If you are post-irony and just want something inordinately trendy and fabulous, Stephen Sprouse, at Marc Jacobs’ invitation, has defaced the classic Louis Vuitton monogram collection with his 80′s mirror writing. The Graffiti Collection will hit Vuitton stores in April. Fevered fashion freaks are already putting their dibs on the best pieces: the large keepall with silver graffiti ($765) and the hat box with khaki graffiti ($1,730). Carry your airline tickets in the pink-graffitied pochette accessoire ($290; 116 Greene Street, 274-9090).
Less overtly trendy, but trendy nonetheless, is their Capri collection. Richard Lambertson and John Truex (yes, he’s also design director for Hartmann) are two of the most anal-retentive people in fashion, and their Italian-made, detailed-to-buggery luggage and bag collection is a great favorite with the poorly potty-trained (you know who you are).
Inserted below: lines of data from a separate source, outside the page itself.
PR #2510, opened 2025-07-10
Update CustomEntitlementComputation sample app kotlin version

tonidero:
### Description
This updates the CustomEntitlementComputation sample app to kotlin 1.8.22. This is needed after dropping support for 1.7 in #2493


examples/CustomEntitlementComputationSample/gradle/libs.versions.toml
```diff
@@ -1,9 +1,7 @@
 [versions]
 agp = "8.1.3"
-androidxNavigation = "2.5.3"
```
tonidero, line 3: All these were unused

JayShortway (approved):
Thanks for taking care of this!

PR #2514, opened 2025-07-11
Improve v9 migration docs

tonidero:
### Description
As suggested in https://github.com/RevenueCat/purchases-android/pull/2508#discussion_r2199911803


ajpallares (approved):
I think it makes sense 👍

JayShortway (approved):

Their Capri collection, however, is uncharacteristically oral. A symphony of Franco/Gallic aesthetics–Gina Lollobrigida meets Hermès–Capri bags are made from water and fade-resistant umbrella fabric ($350 and up at Bergdorf Goodman, 754 Fifth Avenue). Celeb schleppers: Sharon Stone, Julianne Moore and Benicio Del Toro, all of whom can be a bit naff sometimes.
During the winter, the steam heat of your apartment can turn your regular moisturizer into a cheesy bacteria ranch. Switch to oils. A massage therapist recently told me that “essential oils will release neuro-receptors through olfaction.” This kind of pseudo-scientific babble is now as common in the massage rooms of New York as an Enya Greatest Hits cassette. Don’t bother refuting it; instead, encourage your masseur to slather on more oil, especially if it’s Weleda.
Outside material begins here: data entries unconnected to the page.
PR #2519, opened 2025-07-11
Virtual Currency Support

fire-at-will:
### Description
Android counterpart to https://github.com/RevenueCat/purchases-ios/pull/5108.

This PR introduces virtual currencies to the Android SDK. It's a large PR, but all parts of it have been reviewed individually before here:
- https://github.com/RevenueCat/purchases-android/pull/2466
- https://github.com/RevenueCat/purchases-android/pull/2496
- https://github.com/RevenueCat/purchases-android/pull/2505

It includes the following:

#### New Top-Level Functions
These functions allow you to fetch the virtual currencies for the current subscriber. The `invalidateVirtualCurrenciesCache` function allows developers to clear the cached virtual currencies, which will then force the refreshing of the virtual currencies from the backend the next time `getVirtualCurrencies()` is called.

```kotlin
class Purchases {
   fun getVirtualCurrencies(
        callback: GetVirtualCurrenciesCallback,
    )

   fun invalidateVirtualCurrenciesCache()

   val cachedVirtualCurrencies: VirtualCurrencies?
}
```

#### New Objects
```kotlin
class VirtualCurrencies internal constructor(
    val all: Map<String, VirtualCurrency>,
) : Parcelable {
    operator fun get(code: String): VirtualCurrency? = all[code]
}

class VirtualCurrency internal constructor(
    val balance: Int,
    val name: String,
    val code: String,
    val serverDescription: String? = null,
)
```

#### Example Usage
Kotlin:
```swift
Purchases.sharedInstance.invalidateVirtualCurrenciesCache()

Purchases.sharedInstance.getVirtualCurrencies(
    object: GetVirtualCurrenciesCallback {
        override fun onReceived(virtualCurrencies: VirtualCurrencies) {}
        override fun onError(error: PurchasesError) {}
    }
)

Purchases.sharedInstance.getVirtualCurrenciesWith(
        onError = { _: PurchasesError -> },
        onSuccess = { _: VirtualCurrencies -> },
)

val getVirtualCurrenciesResult: VirtualCurrencies = Purchases.sharedInstance.awaitGetVirtualCurrencies()

val cachedVirtualCurrencies = Purchases.sharedInstance.cachedVirtualCurrencies
```

### DIFF
--- a/purchases/src/test/java/com/revenuecat/purchases/utils/Responses.kt
+++ b/purchases/src/test/java/com/revenuecat/purchases/utils/Responses.kt
@@ -322,31 +322,6 @@ object Responses {
           "virtual_currencies": {}
         }
     """.removeJSONFormatting()
-
-    val validVirtualCurrencyResponseWithDescription = """
-        {
-          "balance": 1,
-          "code": "COIN",
-          "description": "It's a coin",
-          "name": "Coin"
-        }
-    """.removeJSONFormatting()
-
-    val validVirtualCurrencyResponseWithoutDescription = """
-        {
-          "balance": 0,
-          "code": "RC_COIN",
-          "name": "RC Coin"
-        }
-    """.removeJSONFormatting()
-
-    val validVirtualCurrencyResponseWithNegativeBalance = """
-        {
-          "balance": -1,
-          "code": "NEGATIVE",
-          "name": "Negative"
-        }
-    """.removeJSONFormatting()
 }
 
 private fun String.removeJSONFormatting(): String = JSONObject(this).toString()


purchases/src/main/kotlin/com/revenuecat/purchases/common/caching/DeviceCache.kt
```diff
@@ -227,6 +242,113 @@ internal open class DeviceCache(
...
+    fun setVirtualCurrenciesCacheTimestamp(appUserID: String, date: Date) {
+        preferences.edit().putLong(virtualCurrenciesLastUpdatedCacheKey(appUserID), date.time).apply()
+    }
+
+    @Synchronized
+    private fun getVirtualCurrenciesCacheLastUpdated(appUserID: String): Date {
+        return Date(preferences.getLong(virtualCurrenciesLastUpdatedCacheKey(appUserID), 0))
+    }
+
+    private fun SharedPreferences.Editor.clearVirtualCurrenciesCacheTimestamp(
```
harrytmthy, line 325: Nit: Since `clearVirtualCurrenciesCache` and `clearVirtualCurrenciesCacheTimestamp` are always called together, consider merging them into a single function like:

```kotlin
fun SharedPreferences.Editor.clearVirtualCurrenciesCacheAndTimestamp(appUserID: String): SharedPreferences.Editor
```

This would reduce call-site verbosity, clarify intent, and prevent potential future inconsistencies where one might be called without the other.

purchases/src/main/kotlin/com/revenuecat/purchases/virtualcurrencies/VirtualCurrencies.kt
```diff
@@ -0,0 +1,29 @@
...
+
+/**
+ * This class contains all the virtual currencies associated to the user.
+ *
+ * @property all - All of the virtual currencies associated to the user.
+ */
+@Poko
+@Parcelize
+@Serializable
+class VirtualCurrencies internal constructor(
```
tonidero, line 17: I'm wondering if we want to make these constructors public so it's easier to test them... NABD though, we can probably make it public later if needed.

purchases/src/main/kotlin/com/revenuecat/purchases/virtualcurrencies/VirtualCurrencyManager.kt
```diff
@@ -0,0 +1,145 @@
...
+
+@Suppress("UnusedPrivateProperty")
+internal class VirtualCurrencyManager(
+    private val identityManager: IdentityManager,
+    private val deviceCache: DeviceCache,
+    private val backend: Backend,
+    private val appConfig: AppConfig,
+) {
+
+    // region Public functions
```
tonidero: Is this a leftover? Since I don't see a `// endregion Public functions`. Probably not needed in this case I think...

purchases/src/main/kotlin/com/revenuecat/purchases/common/caching/DeviceCache.kt
```diff
@@ -95,6 +108,8 @@ internal open class DeviceCache(
             .clearCustomerInfo()
             .clearAppUserID()
             .clearCustomerInfoCacheTimestamp(appUserID)
+            .clearVirtualCurrenciesCacheTimestamp(appUserID)
```
tonidero, line 111: I think this is not needed since the timestamp is already cleared as part of `clearVirtualCurrenciesCache`?

purchases/src/main/kotlin/com/revenuecat/purchases/common/caching/DeviceCache.kt
tonidero: I think it might be good to keep as a separate private method to avoid bloating the `clearVirtualCurrenciesCache` method but I do agree we should probably only use `clearVirtualCurrenciesCache` generally. 

There may be cases where we want to clear the timestamp and not the data, for example, if we want to force a stale cache. However, we're not doing that right now, so I do think this makes sense (we can always modify in the future if needed).

tonidero (approved):
Looking good! Just some small comments but nothing blocking!

purchases/src/main/kotlin/com/revenuecat/purchases/virtualcurrencies/VirtualCurrencies.kt
fire-at-will: Yeah, we can make it public later if we'd like! I made it internal because I was following the pattern we used for `WebPurchaseRedemption`, which uses an internal constructor.

purchases/src/main/kotlin/com/revenuecat/purchases/virtualcurrencies/VirtualCurrencyManager.kt
fire-at-will: Removed in  ae12c0b8c3c94e601c91f8027aa21356eec5d27b 👍

purchases/src/main/kotlin/com/revenuecat/purchases/common/caching/DeviceCache.kt
fire-at-will: I think this is still needed. It's a little confusing because there are a few `clearVirtualCurrenciesCache` functions defined in this class 😅
- Two defined on line 295 that `DeviceCache` consumers call. This one does clear the VC cache timestamp
- One defined on line 339: `private fun SharedPreferences.Editor.clearVirtualCurrenciesCache(appUserID: String): SharedPreferences.Editor`. This one does not clear the VC cache timestamp.

The `clearVirtualCurrenciesCacheTimestamp` function called here on line 111 calls the `private fun SharedPreferences.Editor.clearVirtualCurrenciesCache(appUserID: String): SharedPreferences.Editor` function, which doesn't clear the timestamp.

Let me know if I might be missing something!

tonidero: Ohhh right! sorry I got confused. I think that makes sense!

tonidero (approved):
🚢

Founded in 1921 by Rudolf Steiner (that educator and visionary who hated corners on furniture), Weleda is named after “the ancient tradition of Celtic women healers.” (Don’t you love a brochure?) During the winter, I use gallons of the Iris face oil (two ounces for $15) and the Rosemary hair oil (two ounces for $12 at Bigelow Chemists, Calypso, Prema Nolita and the Heaven Day Spa at the Manning Institute, 47 West Street, ninth floor, 422-7604, where Weleda treatments are available exclusively).
Thanks to Weleda, my skin is no longer as dry as a blank’s blank. E-mail a simile to me at email@example.com. If yours is the winner, you’ll receive a gift box of Weleda products. The winning simile may or may not be published, contingent on offensiveness.
Speaking of naff, here’s a great tip from Barbi Benton. During the holidays, I was lucky enough to catch an HGTV-featured tour of the ex-bunny and former Hee Haw honey’s inexplicably massive Aspen home. Apart from the sheer size of Barbi’s flashy crib (25,000 square feet, including a muraled disco) the main feature of note is that Barbi has installed mirrored panels on the fronts of all her refrigerators. And Heff’s former ceiling inspector (an Australianism meaning “lover”) had a damn good reason. By confronting herself, mid-lunge, with her own reflection, the mirrors give Barbi that critical opportunity to decide whether she “really needs that snack.” Who says bunnies are dumb?
Barbi’s Yuletide tour brought to mind a scene I once witnessed involving the great–and totally un-naff–Shelley Winters. It was 1983, and the well-upholstered Ms. Winters was perusing the racks of a small store on Melrose. She openly, and with much hilarity, bought herself a size-12 pair of leather pants to “hang on the refrigerator door.”
Though Barbi’s method is clearly the more successful of the two, Shelley’s is infinitely less naff. And she has two Academy Awards on her coffee table and Barbi doesn’t. So there!